» Task prompt
How many lines below hold the string "collected"? Report that number alone.

» Dataset entries
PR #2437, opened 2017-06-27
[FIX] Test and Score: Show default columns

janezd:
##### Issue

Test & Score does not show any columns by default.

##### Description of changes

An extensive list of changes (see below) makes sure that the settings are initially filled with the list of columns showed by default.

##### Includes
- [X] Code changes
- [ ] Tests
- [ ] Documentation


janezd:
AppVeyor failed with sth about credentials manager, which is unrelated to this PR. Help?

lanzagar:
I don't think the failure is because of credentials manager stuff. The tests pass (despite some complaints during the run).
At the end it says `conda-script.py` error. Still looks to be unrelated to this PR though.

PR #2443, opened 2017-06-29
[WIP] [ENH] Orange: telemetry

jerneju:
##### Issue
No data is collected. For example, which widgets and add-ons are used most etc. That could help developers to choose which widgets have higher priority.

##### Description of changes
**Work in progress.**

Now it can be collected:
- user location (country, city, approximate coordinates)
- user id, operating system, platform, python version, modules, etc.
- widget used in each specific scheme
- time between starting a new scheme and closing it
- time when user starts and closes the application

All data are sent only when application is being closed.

» Your solution
2